WHAT YOU SHOULD DO:
In which lines of the data does the string "larger" appear? Copy every one.

GIVEN RECORDS:

****

Issue #190, opened 2021-09-21
Feature Request: Optional Backgrounds for Multires


0lhi:
When having a large resolution, 800x600 sections are rather unpleasant to look at:

![Scr_2021-09-21_15-46-35](https://user-images.githubusercontent.com/74732674/134186181-5820baed-ca5a-4e7d-9731-8611cfa51fea.png)

A solution for this would be to allow adding a custom background, for example as */graphics/ui/backgrounds/1280x720.png*.

Here's how it could look like using [this](https://pixabay.com/illustrations/background-circuit-grey-digital-2426328/):

![Scr_2021-09-21_15-46-35-Tech](https://user-images.githubusercontent.com/74732674/134187676-ae91e4f1-7307-4c53-b4c4-97a47c58efb9.png)

0lhi:
> but the game is drawing at 1440x720px (as it does on some Android phones).

Is there a dedicated 1440x720 setting on Android, or is that a result of the Dynamic setting?

I think, the dedicated settings should have two options: Using a Background that exactly fits the resolution (e.g. 1280x720.png), and using the one for the Dynamic setting as a fallback. Dynamic.png should be assumed to be a seamless repetition such as [this one](https://pixabay.com/illustrations/seamless-repeat-repetitive-2033661/).

The Game output should be outlined by the engine.

Making a beautifully framed image isn't really the point of this, but if some want to do so, they can just use Mode 2 or 3 to force an 800x600 output. Maybe that could be triggered by a Compat.ini setting, if there is demand for that.

The engine shouldn't do anything to the background aside from displaying it. Repeatedly in the case of Dynamic.png.

At least, that's what I think. Fancy stuff could be nice, but would be hard to implement, and I don't think that's worth it.

ChristianSilvermoon:
Suggestion: Base it on the same thing the World Map is doing currently, but maybe make it a different color? Maybe a dark color with the decorative shapes a slightly lighter shade?

0lhi:
The current World Map solution isn't reliable.

**_Dynamic SMBX:_**

![WorldMap](https://user-images.githubusercontent.com/74732674/134529589-a32a5df9-973d-4b59-86fd-b616fb88d4c7.png)

**_1280x720 Demo:_**

![WorldMap2](https://user-images.githubusercontent.com/74732674/134529595-6d19c58e-26a1-4530-aa55-5450b5f3ce79.png)

The Seamless approach would benefit it, too.

[...]

PR #328, opened 2022-05-08
Dynamic resolution support

ds-sloth:
I've had these features backported for a while. Now is a good time to begin testing and discussing, since they're now based on the main branch rather than another PR.

Some areas I think may have things to discuss:
- [x] Which NPCs should activate when they are visible, and which should activate when they are within 800x600 of the player? (Should the answer depend on whether the screen is bigger or smaller than 800x600?) Answer: we have a good set of defaults for now, future cases can be raised in Issues.
- [x] How should section resizes be animated? During 2P mode?
- [x] Should gameplay field resolutions above 1728x720 (2.4 aspect ratio 720p) be supported? Answer: probably not -- too far above the original game's 600p.
- [x] Correct handling to force at least 800x600 during Mode 2/3, and in multiplayer.
- [x] Finish the fog-of-war effect. Answer: still too many things to discuss, instead limit the world map view by default.
- [x] Ensure that the `ini` files for the new world map border and backdrop assets are correctly loaded.
- [x] How does this work on Vita? Other non-desktop platforms? Answer: @suicvne says there are a few issues with rendering that are more obvious here, but also occur in 2P mode on the non-multires version.
- [x] Resolve minor gameplay recording divergences recently discovered by @ds-sloth
- [x] Resolve 2P object spawn issues discovered by Sapphire Bullet Bill
- [x] Improve rendering for AutoCode HUDs that target 800x600. >800x600 done, <800x600 isn't possible in most cases. I now agree with @0lhi that it's up to the user's discretion if they're playing content designed for SMBX64/AutoCode.
- [x] Fix an issue where part of the menu information display became offscreen. Make menu logo transparent at low resolutions when it overlaps with text.

I'm sure there are also other suggestions or bugs that I haven't mentioned here. I'm looking forward to hearing lots of feedback.


ds-sloth:
There may be some frame-count compatibility issues with the qScreen code during 2 player mode. Need to investigate further. This code is really tricky to debug. However, we now have animations like this:

ChristianSilvermoon:
I do personally think higher resolutions should be supported, since 4K and 8K displays are a thing now days and it's always nice to be able to take advantage of the hardware you have.

Though admittedly I have a 4K screen I run at 1080p because that's just asking a bit too much of my poor 1050ti when it comes to gaming.

ds-sloth:
> I do personally think higher resolutions should be supported, since 4K and 8K displays are a thing now days and it's always nice to be able to take advantage of the hardware you have.

So, @Wohlstand built good scaling code and I've added integer scaling as an option. You'll certainly be able to run the game at 4K display resolution. (Even with integer scaling! It's 3x720p.) The question is whether the game's internal resolution should be able to be set above 1728x720. You can experiment by setting `InternalW` and `InternalH` in `config.ini` to something like 1920 and 1080 (or even 3840 and 2160) and seeing what things look like.

0lhi:
Could we have an option to have the window size fixed (except for dynamic), and automatically adjust to the res selection?

LoveBodhi:
Also widescreen.

ds-sloth:
@0lhi, I like your suggestion to resize the window automatically, but maybe with the following conditions: (1) the game is windowed, (2) the player has requested 0.5x, 1x, or 2x scaling, and (3) the player changes the playable field resolution to a non-dynamic setting. I had previously set it up to always resize the window, but certain strange issues kicked in on my Linux desktop, especially in fullscreen mode. I'll try to implement this feature again because I agree it's a lot more user friendly in certain contexts.

Separately, do you think we'll still need the cheat codes for changing resolution once there's an in-game options menu?

ds-sloth:
The window should now resize when changing settings -- thanks @0lhi for the suggestion!

0lhi:
> (1) the game is windowed, (2) the player has requested 0.5x, 1x, or 2x scaling, and (3) the player changes the playable field resolution to a non-dynamic setting.

I agree with all of these conditions. Though the third one doesn't seem to apply? The window still resizes, but the resolution isn't dynamic. If this is intentional, I suggest to hide the dynamic setting while an x-scale is selected and vice versa.

I also suggest to group the x-scalings together (like "0,5x - **1x** - 2x), and navigate through them with the select button. This prevents the window from becoming oversized when hitting 2x while having the 1280x720 resolution.

> Separately, do you think we'll still need the cheat codes for changing resolution once there's an in-game options menu?

Yep! Commands will always be quicker to access than menu settings. The easier to access they are, the more people will be encouraged to test levels.

ds-sloth:
Ah, I see. Yes, I'll make it not resize the window in this case. There are definitely use cases for mixing dynamic resolutions with fixed scaling, so I won't eliminate those combinations.

I understand that it's bad for the window to become resized, but the grouping mechanism with a new control key you mentioned seems a little overcomplicated. Maybe I'll try to figure out if SDL has any helpful methods for detecting the desktop size and use those to limit the requested window size.

Do you think the cheats should also resize the window when they are typed?

0lhi:
>  Maybe I'll try to figure out if SDL has any helpful methods for detecting the desktop size and use those to limit the requested window size.

Oh yeah, that would be ideal!

> Do you think the cheats should also resize the window when they are typed?

Can also depend on the scale option I think.

ds-sloth:
Is resizing during the game a cheat (should block save, etc)? (I really think not since this will be available from the in-game options menu, but wanted to check.)

0lhi:
> Is resizing during the game a cheat (should block save, etc)? (I really think not since this will be available from the in-game options menu, but wanted to check.)

Nah, this is a Debug Code :P

ds-sloth:
Alright, feel free to check these out whenever you have time!

0lhi:
I am very confused about the resize-ability of the window. Sometimes, I can't get it below 1280x720p. Sometimes, this occurs:
TinySMBX

Is it intended for the dynamic setting to not be able to go beneath 1280x720p?

Smallest Size at Integer Scale for GBA isn't supposed to be this big, is it?

IntegerScaleGBA

Idk. There is some pattern that can break the settings and some pattern that can fix them again. At least, scale1x + codes are reliable. I also like using the codes on nearest when the Window Size is fixed to 1280x720. It's convenient for the OBS Streaming software.

I like that the keyboard pops up when typing debugvie**w**, but the last letter finds it's way onto the keyboard:

Keyboard

Could you block out every non-number in that instance?

LoveBodhi:
Will be configable via gameinfo.ini?

ds-sloth:
@LoveBodhi, `gameinfo.ini` will be extended to set default settings and compat values that apply everywhere (unless overriden) but I think this will be implemented during the upcoming settings rewrite. At that point, we will be able to set the default internal dimensions game-wide, and also restrict the game from using larger play fields. Does this answer your question?

ds-sloth:
@0lhi, I think the weird resizability bug might have to do with the fact that we set the minimum window size whenever we set the window size. I don't know why we are doing this, but it's code I inherited from Wohlstand. I'll try removing it, and we can see if it breaks anything (maybe on Windows).

For the keyboard, this is a cheat -- it's not going to be all polished. I'll allow the user to type anything, even if it's invalid. But it's completely a bug that the last letter of the cheat shows up in the keyboard, and I'll try to fix that.

LoveBodhi:
> @LoveBodhi, `gameinfo.ini` will be extended to set default settings and compat values that apply everywhere (unless overriden) but I think this will be implemented during the upcoming settings rewrite. At that point, we will be able to set the default internal dimensions game-wide, and also restrict the game from using larger play fields. Does this answer your question?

****

ANSWER TO THIS PROBLEM:
@LoveBodhi, `gameinfo.ini` will be extended to set default settings and compat values that apply everywhere (unless overriden) but I think this will be implemented during the upcoming settings rewrite. At that point, we will be able to set the default internal dimensions game-wide, and also restrict the game from using larger play fields. Does this answer your question?
> @LoveBodhi, `gameinfo.ini` will be extended to set default settings and compat values that apply everywhere (unless overriden) but I think this will be implemented during the upcoming settings rewrite. At that point, we will be able to set the default internal dimensions game-wide, and also restrict the game from using larger play fields. Does this answer your question?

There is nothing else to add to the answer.